To show the full list of available options and their descriptions, use the -h or --help command-line option, for example: python -m se3_transformer.runtime.training --help.

Dataset guidelines

Demo dataset

The SE(3)-Transformer was trained on the QM9 dataset.

The QM9 dataset is hosted on DGL servers and downloaded (38MB) automatically when needed. By default, it is stored in the ./data directory, but this location can be changed with the --data_dir argument.

The dataset is saved as a qm9_edge.npz file and converted to DGL graphs at runtime.

As input features, we use:

Node features (6D):
- One-hot-encoded atom type (5D) (atom types: H, C, N, O, F)
- Number of protons of each atom (1D)
Edge features: one-hot-encoded bond type (4D) (bond types: single, double, triple, aromatic)
The relative positions between adjacent nodes (atoms)

Custom datasets

To use this network on a new dataset, you can extend the DataModule class present in se3_transformer/data_loading/data_module.py.

Your custom collate function should return a tuple with:

A (batched) DGLGraph object
A dictionary of node features ({'{degree}': tensor})
A dictionary of edge features ({'{degree}': tensor})
(Optional) Precomputed bases as a dictionary
Labels as a tensor

You can then modify the training.py and inference.py scripts to use your new data module.

Training process

The training script is se3_transformer/runtime/training.py, to be run as a module: python -m se3_transformer.runtime.training.

Logs

By default, the resulting logs are stored in /results/. This can be changed with --log_dir.

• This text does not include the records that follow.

PR #1770, opened 2025-09-03
CSHARP-5625: Support text indexes for explicit encryption

adelinowona:
Added TextPreview support for Prefix/Suffix/Substring Indexes

### DIFF
--- a/src/MongoDB.Driver.Encryption/EncryptOptions.cs
+++ b/src/MongoDB.Driver.Encryption/EncryptOptions.cs
@@ -14,6 +14,7 @@
 */
 
 using System;
+using System.Linq;
 using MongoDB.Bson;
 using MongoDB.Driver.Core.Misc;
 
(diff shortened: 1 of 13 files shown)


src/MongoDB.Driver.Encryption/EncryptOptions.cs
```diff
@@ -91,6 +92,220 @@ public RangeOptions(
...
+    /// <summary>
+    /// Prefix options.
+    /// </summary>
+    /// <remarks>
+    /// PrefixOptions is used with TextOptions and provides further options to support "prefixPreview" queries.
+    /// PrefixOptions is currently unstable API and subject to backwards breaking changes.
+    /// </remarks>
+    public sealed class PrefixOptions
+    {
+        private readonly int _strMaxQueryLength;
```
BorisDog, line 104: maybe auto props instead?

src/MongoDB.Driver.Encryption/EncryptOptions.cs
```diff
@@ -91,6 +92,220 @@ public RangeOptions(
...
+        /// Querying with a shorter string will error.
+        /// </remarks>
+        public int StrMinQueryLength => _strMinQueryLength;
+    }
+
+    /// <summary>
+    /// Text options.
+    /// </summary>
+    /// <remarks>
+    /// The TextPreview algorithm is experimental only. It is not intended for public use.
```
BorisDog: "It is not intended for public use." is this accurate? We do expose this for experimental use, so maybe just the usual disclaimer:
"... is currently unstable API and subject to backwards breaking changes..."

src/MongoDB.Driver.Encryption/EncryptOptions.cs
```diff
@@ -91,6 +92,220 @@ public RangeOptions(
...
+    /// TextOptions specifies options for a Queryable Encryption field supporting "textPreview" queries.
+    /// TextOptions only applies when algorithm is "textPreview".
```
BorisDog: minor: will "encryption algorithm" be more clear phrasing?

src/MongoDB.Driver.Encryption/EncryptOptions.cs
```diff
@@ -257,14 +547,63 @@ public EncryptOptions With(
...
+        /// <param name="queryType">The query type.</param>
+        /// <returns>A new EncryptOptions instance.</returns>
+        public EncryptOptions With(
+            TextOptions textOptions,
+            Optional<string> algorithm = default,
+            Optional<string> alternateKeyName = default,
+            Optional<Guid?> keyId = default,
+            Optional<long?> contentionFactor = default,
+            Optional<string> queryType = default
+            )
```
BorisDog: minor: move the closing bracket to the end of the previous line.

src/MongoDB.Driver.Encryption/EncryptOptions.cs
```diff
@@ -257,14 +547,63 @@ public EncryptOptions With(
...
+            Ensure.That(!(_queryType != null && (_algorithm != EncryptionAlgorithm.Indexed.ToString() && _algorithm != EncryptionAlgorithm.Range.ToString() && _algorithm != EncryptionAlgorithm.TextPreview.ToString())), "QueryType only applies for Indexed, Range, or TextPreview algorithm.");
             Ensure.That(!(_rangeOptions != null && _algorithm != EncryptionAlgorithm.Range.ToString()), "RangeOptions only applies for Range algorithm.");
+            Ensure.That(!(_textOptions != null && _algorithm != EncryptionAlgorithm.TextPreview.ToString()), "TextOptions only applies for TextPreview algorithm.");
+
+            if (_algorithm == EncryptionAlgorithm.TextPreview.ToString() && _queryType != null)
+            {
+                Ensure.That(
+                    ValidTextQueryTypes.Contains(_queryType),
+                    $"QueryType '{_queryType}' is not valid for TextPreview algorithm. Use: prefixPreview, suffixPreview, or substringPreview.");
```
BorisDog: nit for your consideration:
`$"QueryType '{_queryType}' is not valid for TextPreview algorithm. Use: {string.join(',', ValidTextQueryTypes)."`

src/MongoDB.Driver.Encryption/EncryptionOptionsExtensions.cs
```diff
@@ -0,0 +1,67 @@
...
+ * limitations under the License.
+ */
+
+using MongoDB.Bson;
+
+namespace MongoDB.Driver.Encryption;
+
+internal static class EncryptionOptionsExtensions
+{
+    public static BsonDocument CreateDocument(this RangeOptions rangeOptions)
```
BorisDog: minor: Here and below
```
public static BsonDocument CreateDocument(...) =>
    new ()
    {
         { "min", rangeOptions.Min, rangeOptions.Min != null },
         ...
    }
```

src/MongoDB.Driver.Encryption/EncryptionOptionsExtensions.cs
```diff
@@ -0,0 +1,67 @@
...
+ * WITHOUT WARRANTIES OR CONDITIONS OF ANY KIND, either express or implied.
+ * See the License for the specific language governing permissions and
+ * limitations under the License.
+ */
+
+using MongoDB.Bson;
+
+namespace MongoDB.Driver.Encryption;
+
+internal static class EncryptionOptionsExtensions
```
BorisDog, line 20: +1

tests/MongoDB.Driver.Tests/Encryption/EncryptOptionsTests.cs
```diff
@@ -69,6 +69,83 @@ public void Constructor_should_fail_when_rangeOptions_and_algorithm_is_not_range
             e.Message.Should().Be("RangeOptions only applies for Range algorithm.");
         }
 
+        [Fact]
+        public void Constructor_should_fail_when_textOptions_is_null()
+        {
+            var exception = Record.Exception(() => new EncryptOptions(algorithm: "test", textOptions: null));
+            exception.Should().BeOfType<ArgumentNullException>();
```
BorisDog: Check the param name as well:
```
exception.Should().BeOfType<ArgumentNullException>().Which.ParamName...
```

tests/MongoDB.Driver.Tests/Specifications/client-side-encryption/prose-tests/ClientEncryptionProseTests.cs
```diff
@@ -2730,6 +2730,225 @@ PipelineDefinition<BsonDocument, BsonDocument> CreatePipeline(string pipelineJso
...
+                        true,
+                        substringOptions: new SubstringOptions(10, 10, 2))),
+                    valueToEncrypt,
+                    async);
+
+                Insert(substringCollection, async, new BsonDocument { { "_id", 0 }, { "encryptedText", encryptedText } });
+
+                RunTestCase(clientEncryption, prefixSuffixCollection, substringCollection);
+            }
+            return;
```
BorisDog: minor: no need for `return`?

tests/MongoDB.Driver.Tests/Specifications/client-side-encryption/prose-tests/ClientEncryptionProseTests.cs
```diff
@@ -2730,6 +2730,225 @@ PipelineDefinition<BsonDocument, BsonDocument> CreatePipeline(string pipelineJso
...
+
+            BsonDocument CreateFindFilter(string operation, string fieldName, BsonValue encryptedValue)
```
BorisDog: minor: expression body, with `new() {...}`

tests/MongoDB.Driver.Tests/Specifications/client-side-encryption/prose-tests/ClientEncryptionProseTests.cs
```diff
@@ -2730,6 +2730,225 @@ PipelineDefinition<BsonDocument, BsonDocument> CreatePipeline(string pipelineJso
...
+                                    { "substring", encryptedValue, operation == "$encStrContains" },
+                                    { "suffix", encryptedValue, operation == "$encStrEndsWith" }
+                                }
+                            }
+                        }
+                    }
+                };
+            }
+
+            void DropAndCreateCollection(IMongoClient client, CollectionNamespace collectionNamespace, BsonDocument encryptedFields)
```
BorisDog: Let's place these at the end, despite the non alphabetical order, so the `RunTestCase` is more visible.

tests/MongoDB.Driver.Tests/Specifications/client-side-encryption/prose-tests/ClientEncryptionProseTests.cs
```diff
@@ -2730,6 +2730,225 @@ PipelineDefinition<BsonDocument, BsonDocument> CreatePipeline(string pipelineJso
...
+
+            BsonDocument CreateFindFilter(string operation, string fieldName, BsonValue encryptedValue)
+            {
+                return new BsonDocument
+                {
+                    {
+                        "$expr", new BsonDocument
+                        {
+                            {
+                                $"{operation}", new BsonDocument
```
BorisDog: @rishitb-mongodb we probably will need builders for $strEndsWith, $strStartsWith, $strContains.
But only when it will be out of preview. WDYT?

BorisDog (changes requested):
Looks good overall, few changes requested

src/MongoDB.Driver.Encryption/EncryptOptions.cs
adelinowona: I tried to follow the pattern already present in this file. I didn't want to mix auto props pattern with the existing backing field pattern. As a matter of fact, I don't think we have a general guideline in the driver, do we generally prefer auto props pattern vs backing field pattern?

tests/MongoDB.Driver.Tests/Specifications/client-side-encryption/prose-tests/ClientEncryptionProseTests.cs
adelinowona: I was following the rider suggestion to include an explicit return to enhance the clarity of the method control flow for readers which is fair given that the method has a multiple local functions. Do we generally not care about this?

src/MongoDB.Driver.Encryption/EncryptOptions.cs
```diff
@@ -91,6 +92,220 @@ public RangeOptions(
         public long? Sparsity => _sparsity;
     }
 
+    /// <summary>
+    /// Prefix options.
+    /// </summary>
+    /// <remarks>
+    /// PrefixOptions is used with TextOptions and provides further options to support "prefixPreview" queries.
+    /// PrefixOptions is currently unstable API and subject to backwards breaking changes.
```
sanych-sun, line 100: Should we mark the API with `ExperimentalAttribute` if it is known to be unstable?

src/MongoDB.Driver.Encryption/EncryptOptions.cs
```diff
@@ -150,6 +368,42 @@ public EncryptOptions(
...
+        /// <summary>
+        /// Initializes a new instance of the <see cref="EncryptOptions"/> class.
+        /// </summary>
+        /// <param name="algorithm">The encryption algorithm.</param>
+        /// <param name="textOptions">The text options.</param>
+        /// <param name="alternateKeyName">The alternate key name.</param>
+        /// <param name="keyId">The key Id.</param>
+        /// <param name="contentionFactor">The contention factor.</param>
+        /// <param name="queryType">The query type.</param>
+        public EncryptOptions(
```
sanych-sun, line 380: Should we invoke this new constructor from the "old" one on line 345 to reduce code duplication?

src/MongoDB.Driver.Encryption/EncryptOptions.cs
```diff
@@ -150,6 +368,42 @@ public EncryptOptions(
...
+            string algorithm,
+            TextOptions textOptions,
+            Optional<string> alternateKeyName = default,
+            Optional<long?> contentionFactor = default,
+            Optional<Guid?> keyId = default,
+            Optional<string> queryType = default)
+        {
+            Ensure.IsNotNull(algorithm, nameof(algorithm));
+            Ensure.IsNotNull(textOptions, nameof(textOptions));
```
sanych-sun, line 389: Why do we require not null here? What the harm to have explicit value of `null` here?

src/MongoDB.Driver.Encryption/EncryptOptions.cs
BorisDog: I am not sure the attribute exists in net472. ifdef?

sanych-sun: Yep, ifdef. But at least users of the newer targets could see the warning.

BorisDog: I am not opposed to experimenting with `ExperimentalAttribute`. Let's have a quick discussion in the channel.

src/MongoDB.Driver.Encryption/EncryptOptions.cs
BorisDog: We don't have a general guideline, and we do have mixed styles. I do prefer auto props and recommend for others as well.
I don't see an issue with mixing styles within the same file. Also `EncryptOptions` can be refactored to use autoprops.

src/MongoDB.Driver.Encryption/EncryptOptions.cs
sanych-sun: Oh... it was introduced in net8. We cannot use it yet =(

tests/MongoDB.Driver.Tests/Specifications/client-side-encryption/prose-tests/ClientEncryptionProseTests.cs
BorisDog: I don't think we've notices that in other places. From a first glance having empty returns feels awkward.
Maybe not in this case, but in general if the method in not very readable, we probably should just refactor it.

@sanych-sun wdyt about empty returns?

BorisDog (approved):
LGTM!

src/MongoDB.Driver.Encryption/EncryptOptions.cs
rstam: I strongly dislike auto-properties for all but the very simplest data only classes, and maybe not even then.

My issue is that when reading a class it is helpful to know what state the class maintains. When you have explicit fields at the beginning of the file you can easily tell what state the class maintains.

Auto-properties are harder to find, and so the state the class maintains is spread out a bit more.

The worst-case scenario is a class that has some explicit fields and some auto-properties, because then the state the class maintains is really hard to discern. For that reason, we should never mix the two.

To me auto properties are just lazy syntactic sugar that usually just make code harder to understand.

src/MongoDB.Driver.Encryption/EncryptOptions.cs
adelinowona: I added this new constructor because modifying the old one would be a breaking change for users. So if a user decides to use this new constructor it means they wanted to use textOptions so it probably shouldn't be `null`. That's why check for it here.

src/MongoDB.Driver.Encryption/EncryptOptions.cs
adelinowona: What does that look like? what are you envisioning here?

src/MongoDB.Driver.Encryption/EncryptOptions.cs
adelinowona: Yeah we can't use it yet

src/MongoDB.Driver.Encryption/EncryptOptions.cs
sanych-sun: The new constructor duplicates code from the old one + 1 additional parameter (that meant to be optional, but we cannot do it really optional).
So instead of copying logic, we could have all code in the "new constructor", and simply call it from the "old one", by providing `null` as the value for the new parameter.

adelinowona: ah I see, will do

sanych-sun (approved):
LGTM

src/MongoDB.Driver.Encryption/EncryptOptions.cs
adelinowona: I'll leave the changes as is just because I don't like mixing patterns.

You can connect your existing Weights & Biases account by setting the WANDB_API_KEY environment variable, and enabling the --wandb flag. If no API key is set, --wandb will log the run anonymously to Weights & Biases.

Checkpoints

The argument --save_ckpt_path can be set to the path of the file where the checkpoints should be saved. --ckpt_interval can also be set to the interval (in the number of epochs) between checkpoints.

Evaluation

The evaluation metric is the Mean Absolute Error (MAE).

--eval_interval can be set to the interval (in the number of epochs) between evaluation rounds. By default, an evaluation round is performed after each epoch.

Automatic Mixed Precision

To enable Mixed Precision training, add the --amp flag.

Multi-GPU and multi-node

The training script supports the PyTorch elastic launcher to run on multiple GPUs or nodes. Refer to the official documentation.

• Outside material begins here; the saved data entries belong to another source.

PR #1772, opened 2025-09-09
CSHARP-5716: Update cake version to support newer Ubuntu versions

BorisDog:
Older cake version fail to load on newer Ubuntu version, due to https://github.com/cake-build/cake/issues/3931


sanych-sun (approved):
LGTM

PR #1776, opened 2025-09-18
CSHARP-3985: Serialization config objects belong to a serialization domain

rstam:


src/MongoDB.Bson/Serialization/Serializers/BsonDocumentSerializer.cs
```diff
@@ -89,7 +89,7 @@ public bool GetDocumentId(
             if (bsonDocument.TryGetValue("_id", out idBsonValue))
             {
                 id = idBsonValue;
-                idGenerator = BsonSerializer.LookupIdGenerator(id.GetType());
+                idGenerator = BsonSerializationDomain.Default.LookupIdGenerator(id.GetType());
```
papafe, line 92: Shouldn't this be dependent on the actual domain?

src/MongoDB.Bson/Serialization/IBsonSerializerExtensions.cs
```diff
@@ -50,15 +50,44 @@ public static TValue Deserialize<TValue>(this IBsonSerializer<TValue> serializer
             return serializer.Deserialize(context, args);
         }
 
+        internal static IBsonSerializer GetSerializerForBaseType(this IBsonSerializer serializer, Type baseType)
```
papafe, line 53: Is this used?

src/MongoDB.Bson/Serialization/BsonSerializationDomain.cs
```diff
@@ -0,0 +1,907 @@
...
+            defaultSerializationDomain.ConfigureDefaults();
+            __default =  defaultSerializationDomain;
+        }
+
+        /// <summary>
+        /// Gets the default serialization domain.
+        /// </summary>
+        public static IBsonSerializationDomain Default => __default;
+
+        internal static IBsonSerializationDomain Create(string name)
```
papafe, line 51: This is not used, but also I suppose that a completely "empty" domain without defaults is not useful?

papafe (commented):
Overall it looks very good and I also really like that it's a much slimmer PR. 

I like the direction, and I would like to try to make some example domain-construction/building API to explore how a developer would build it. 

I think that it would be a nice API, if we manage to create the domain starting from serializers/conventions/etc instead of viceversa, but I'll explore that.

src/MongoDB.Bson/Serialization/IBsonSerializerExtensions.cs
rstam: Not yet...

This is somewhat orthogonal to serialization domains and could be postponed and done later.

The idea is that we should always ask the serializer FIRST for the related base or derived type serializer rather than just looking it up in the registry. That would allow a family of polymorphic serializers to work together properly without using the registry.

src/MongoDB.Bson/Serialization/Serializers/BsonDocumentSerializer.cs
rstam: I think the `IdGenerator` for `BsonValue` types is hard coded and can't be changed. If not, it should be. So the result should be the same no matter which serialization domain we look it up in.

For that matter, we probably don't even need to be looking this up in any serialization domain. This could just be a mapping implemented with a switch statement.

src/MongoDB.Bson/Serialization/BsonSerializationDomain.cs
rstam: Hard to say. If I wanted to create a fully customized serialization domain from scratch I wouldn't want it to be polluted with all the defaults.

papafe: True, I still think it's a very daunting task to create a domain completely from the ground up.

src/MongoDB.Bson/Serialization/Serializers/BsonDocumentSerializer.cs
papafe: I agree.

src/MongoDB.Bson/Serialization/IBsonSerializerExtensions.cs
papafe: I see!  Yes, probably we should do it separately, so we don't put more irons on the fire.

src/MongoDB.Bson/Serialization/BsonSerializationContext.cs
```diff
@@ -121,9 +121,10 @@ internal Builder(BsonSerializationContext other, IBsonWriter writer)
                 }
                 else
                 {
+                    var bsonDefaults = BsonSerializationDomain.Default.BsonDefaults;
```
papafe, line 124: How can we inject the domain here so that we don't refer to the static defaults? 

This is a problem in general with the properties of `BsonDefaults`.

src/MongoDB.Bson/IO/BsonBinaryReaderSettings.cs
```diff
@@ -30,7 +31,7 @@ public class BsonBinaryReaderSettings : BsonReaderSettings
         private UTF8Encoding _encoding = Utf8Encodings.Strict;
         private bool _fixOldBinarySubTypeOnInput = true;
         private bool _fixOldDateTimeMaxValueOnInput = true;
-        private int _maxDocumentSize = BsonDefaults.MaxDocumentSize;
+        private int _maxDocumentSize = BsonSerializationDomain.Default.BsonDefaults.MaxDocumentSize;
```
papafe, line 34: How can we inject the domain here?

rstam: I think we should not bother to put `BsonDefaults` into the domain.

The `MaxDocumentSize` shouldn't be coming from `BsonDefaults` anyway, in actual use it is determined by the max document size the server tells us to use.

papafe: We got 4 properties in `BsonDefaults` at the moment: `DynamicArraySerializer`, `DynamicDocumentSerializer`, `MaxDocumentSize` and `MaxSerializationDepth`. 
Do you think they should all be removed from the defaults? 
Giving a brief look it seems that `DynamicArraySerializer` and `DynamicDocumentSerializer` are quite circumstantial and used only by `ObjectSerializer` and `ExpandoObjectSerializer`. Maybe they should be configuration options on those serializers instead?
`MaxDocumentSize` you already said it should be removed from the defaults, what about `MaxSerializationDepth`?

rstam: I think `MaxSerializationDepth` can be left global. It doesn't seem like it would need to vary by serialization domain.

I wouldn't remove it entirely though. We need a limit to prevent infinite recursion if someone attempts to serialize a circular structure.

papafe: I agree we can't simply remove `MaxSerializationDepth`, not sure we should leave it as global, but we can decide later about it. 
Regarding the two `DynamicArraySerializer/ DynamicDocumentSerializer`, do you also agree we could move them to the respective serializers where they are needed?

rstam: I'm actually unclear how these properties are used... but it does look like they could be configured in either the `ObjectSerializer` or the `ExpandoObjectSerializer`.

src/MongoDB.Bson/Serialization/BsonSerializationDomain.cs
rstam: A domain that is fully pre-configured is probably the most common use case, making it easy to add just a few tweaks on top of the defaults.

But if you want to completely replace the defaults you would want to start with an empty domain.

PR #563, opened 2023-04-14
Fixes/memory leak img

franz101:
Temporary fix that chunks the image files upload without loading all images into memory.
Caveat. I'm not sure if the file is still uploaded twice as I can see a file exists check and upload the blob data,


Ben-Epstein (approved):
im gonna ✅  this because it's blocking a customer, but i'd like to chat through this a bit and see if there are any better implementations available

anthonycorletti (approved):

PR #567, opened 2023-04-20
DQYOLO optimization

franz101:
- Move validation to beginning
- Add more explanations
- Added further validation
- Added iou and nms from parameters


dataquality/utils/dqyolo.py
```diff
@@ -0,0 +1,113 @@
...
+
+def get_iou_thres(arguments: list) -> float:
+    """Extract the iou threshold from the arguments of yolo.
+
+    :param arguments: The arguments of ultralytics yolo.
+    :return: The iou threshold.
+    """
+    value = extract_value(arguments, "iou")
+    if not value:
+        return 0.7
```
Ben-Epstein, line 55: should we make it a constant? And should we make it 0.5, since that's the default in the UI?

dataquality/dqyolo.py
```diff
@@ -80,6 +46,48 @@ def main() -> None:
...
+        tmp_cfg_path = cfg.get(ultralytics_split_mapping[split])
+        if not tmp_cfg_path:
+            continue
+        relative_img_paths[split] = cfg[f"bucket_{ultralytics_split_mapping[split]}"]
+    if not len(relative_img_paths):
+        raise ValueError("No dataset paths found in config file.")
+
+    # 2. Init galileo
+    project_name = (
+        extract_value(original_cmd, "project")
```
bogdan-galileo, line 71: Mmmh, isn't that one something that is used in Yolo ? I think I'd remove that, especially that it takes precedence over the environ var. Imagine the scenario where they hardcoded project=top_secret_research in all their yaml files and that overwrites all their runs in the console...

Also, once you're in a console to launch your `dqyolo` command, I feel like it's easier to set the environ variable rather than editing your YAML. No ?

dataquality/dqyolo.py
```diff
@@ -80,6 +46,48 @@ def main() -> None:
...
+    relative_img_paths: Dict[Split, str] = {}
+    # Check each file
+    for split in [Split.training, Split.validation, Split.test]:
+        # Create a temporary config file for the training set that changes
+        # the dataset path to the validation set so we can log the results
+        tmp_cfg_path = cfg.get(ultralytics_split_mapping[split])
+        if not tmp_cfg_path:
+            continue
+        relative_img_paths[split] = cfg[f"bucket_{ultralytics_split_mapping[split]}"]
+    if not len(relative_img_paths):
```
bogdan-galileo, line 66: I was thinking you even try to ping or retrieve one image to ensure that there is no issue with typos + the fact that the data might be unreachable, etc. Is that a lot more work ? We can add to feature request if yes

dataquality/dqyolo.py
franz101: I personally not a big fan of env variables because it makes the command longer and if things crash sometimes i need to set them again, would suggest to support both.

dataquality/dqyolo.py
franz101: Lets do that a feature request, this need to be done once the first batch is logged

Ben-Epstein (approved):

dataquality/dqyolo.py
bogdan-galileo: wait with env vars I was thinking you do `export GALILEO_PROJECT_NAME = cool_project` in your terminal once and even if the training loop or something crashes, you don't have to do it again, no ?

Yeah I like `dq_project` actually!

bogdan-galileo (approved):
Awesome

PR #568, opened 2023-04-24
Adjust pca num components for tiny datasets

bogdan-galileo:
`pca.partial_fit` breaks when called with a (small, test) dataset with less than `PCA_N_COMPONENTS=100` elements. This only happens in OD because that's the only place where this method is called (to avoid uploading huge embeddings, which have dimension 2048 for the DETR architecture)

Screenshot 2023-04-24 at 10 48 27 AM

Tested with run https://console.dev.rungalileo.io/insights?projectId=37b6f14d-f1c8-4164-8bef-4773b883f819&runId=448a5f45-42cd-47b4-9618-15caa133fd23&taskType=5


elboy3 (commented):
Just making sure I understand this right, since n_components is small we aren't worried about bringing all of the values into memory? 

Would be awesome if we can add some kind of small test as well that tests len(df) < PCA_N_COMPONENTS and makes a few assertions about the resulting emb_pca col

bogdan-galileo:
> Just making sure I understand this right, since n_components is small we aren't worried about bringing all of the values into memory?
> 
> Would be awesome if we can add some kind of small test as well that tests len(df) < PCA_N_COMPONENTS and makes a few assertions about the resulting emb_pca col

Yeah exactly, the max size it can have is 99x99 so it's fine to bring in to memory. Good point about tests, added!

tests/assets/constants.py
```diff
@@ -0,0 +1,3 @@
+import os
+
+TEST_ASSETS_DIR = f"{os.getcwd()}/tests/assets"
```
elboy3, line 3: can we use numpy with a fixed random seed instead a .npy file?

tests/utils/test_vaex_utils.py
```diff
@@ -14,3 +17,17 @@ def test_drop_empty_cols() -> None:
...
+    # DETR returns embeddings of dimension 2048.
+    df = vaex.from_arrays(
+        x=[1, 2, 3], y=[4, 5, 6], z=[7, 8, 9], emb=np.random.rand(3, 2048)
+    )
+    df = add_pca_to_df(df)
+
+    pca_embs = df["emb_pca"].values
+    assert pca_embs.shape == (3, PCA_N_COMPONENTS)
+    assert np.any(pca_embs[:, :3])
+    assert not np.any(pca_embs[:, 3:])
```
elboy3, line 33: can you add 1-liner comments what these are asserting

tests/utils/test_vaex_utils.py
```diff
@@ -14,3 +17,17 @@ def test_drop_empty_cols() -> None:
...
+def test_add_pca_to_df() -> None:
+    np.random.seed(NUMPY_SEED)
+    # DETR returns embeddings of dimension 2048.
+    df = vaex.from_arrays(
+        x=[1, 2, 3], y=[4, 5, 6], z=[7, 8, 9], emb=np.random.rand(3, 2048)
+    )
+    df = add_pca_to_df(df)
+
+    pca_embs = df["emb_pca"].values
+    assert pca_embs.shape == (3, PCA_N_COMPONENTS)
```
elboy3, line 31: nit-pick but in the test can we hard-code the actual value of PCA_N_COMPONENTS? so put like 100 (if that's what it is). in tests hard code is actually good practice, helps you catch mistakes down the line if. /when vars change

bogdan-galileo: @elboy3 My thought was that if we change the value of PCA_N_COMPONENTS, then this test could become irrelevant (it tests a scenario that will never happen), no ?

Despite this, would you still hardcode PCA_N_COMPONENTS ?

dataquality/utils/vaex.py
```diff
@@ -214,15 +214,28 @@ def get_output_df(
...
         pca.partial_fit(chunk)
 
     @vaex.register_function()
     def apply_pca(emb: np.ndarray) -> np.ndarray:
         return pca.transform(emb).astype(np.float32)
 
-    df_copy["emb_pca"] = df_copy["emb"].apply_pca()
+    # pad the embeddings with zeros if the dimension is less than PCA_N_COMPONENTS
+    emb_values = df_copy["emb"].apply_pca()
+    if n_components < PCA_N_COMPONENTS:
```
Ben-Epstein, line 229: I'm not sure i understand this change just yet. What is this code doing? Why can't we just do <100 components as the target?

Ben-Epstein (commented):
1q

dataquality/utils/vaex.py
bogdan-galileo: I wasn't sure if there is a requirement down the road where it needs to be 100. I tried and it worked with less dimensions too, but since the difference between a, say, (10,10) array and (10,100) is minimal, I just padded for consistency.

Ben-Epstein:
@bogdan-galileo I'd prefer we go down to fewer components rather than padding. It'll reduce the complexity of the code a lot and will make it consistent with runners (which is what we do for other tasks when we apply PCA on the server)

Ben-Epstein (approved):

PR #574, opened 2023-05-04
added setfit support

franz101:
Due to recent demand, I have converted the notebook to support setfit in the following way:
```python
from dataquality.integrations.setfit import watch

dq.init(task_type=TaskType.text_classification)
labels = ["nocat", "cat"]
dq.set_labels_for_run(labels)
split = "training"
batch_size = 3
ds_len = len(dataset)
dq_evaluate = watch(model)
dataset = dataset.map(lambda x, idx: {"id": idx}, with_indices=True)
for i in range(0, ds_len, batch_size):
    print("batch", i)
    batch = dataset[i : i + batch_size]
    dq_evaluate(batch, split=split)

dq.finish()
```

For example, to train on all available GPUs with AMP:

python -m torch.distributed.run --nnodes=1 --nproc_per_node=gpu --module se3_transformer.runtime.training --amp

Inference process

Inference can be run by using the se3_transformer.runtime.inference python module.

The inference script is se3_transformer/runtime/inference.py, to be run as a module: python -m se3_transformer.runtime.inference. It requires a pre-trained model checkpoint (to be passed as --load_ckpt_path).